Bayesian Bandit Algorithms with Approximate Inference in Stochastic Linear Bandits
Ziyi Huang, Henry Lam, Haofeng Zhang
TL;DR
The paper addresses regret analysis for Bayesian bandits with approximate inference in stochastic linear contextual bandits. It develops a framework based on $\alpha$-divergences to bound inference error between exact posteriors and approximate posteriors, showing LinTS and LinBUCB retain regret rates under two bounded divergences. By introducing a notion of well-behaved distributions, LinBUCB can achieve the minimax rate $O(d\sqrt{T})$, closing the gap with LinTS. Experiments corroborate the theory and demonstrate computational gains from approximate inference without sacrificing sublinear regret.
Abstract
Bayesian bandit algorithms with approximate Bayesian inference have been widely used in real-world applications. Despite the superior practical performance, their theoretical justification is less investigated in the literature, especially for contextual bandit problems. To fill this gap, we propose a theoretical framework to analyze the impact of approximate inference in stochastic linear bandits and conduct frequentist regret analysis on two Bayesian bandit algorithms, Linear Thompson Sampling (LinTS) and the extension of Bayesian Upper Confidence Bound, namely Linear Bayesian Upper Confidence Bound (LinBUCB).
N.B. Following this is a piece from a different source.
PR #14531, opened 2023-04-07
[TVMScript] Preserve LetStmt of constants

Lunderberg:
Prior to this commit, the `bind_assign_value` implementation for TIR would treat assignment of constants (e.g. `j = 42`) as meta-variables to be inserted at their point of use.  This commit updates the parsing to treat `j = 42` as a shorthand for the TIR `LetStmt`, similar to the update made in https://github.com/apache/tvm/pull/14320.  This behavior is more consistent with the other uses of `bind_assign_value` as assignment, with `j = T.meta_var(42)` used to represent meta-variables.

We demonstrate that when applied in approximate inference settings, LinTS and LinBUCB can universally preserve their original rates of regret upper bound but with a sacrifice of larger constant terms. These results hold for general Bayesian inference approaches, assuming the inference error measured by two different $α$-divergences is bounded. Additionally, by introducing a new definition of well-behaved distributions, we show that LinBUCB expedites the regret rate of LinTS from $\tilde{O}(d^{3/2}\sqrt{T})$ to $\tilde{O}(d\sqrt{T})$, matching the minimax optimal rate. To our knowledge, this work provides the first regret bounds in the setting of stochastic linear bandits with bounded approximate inference errors.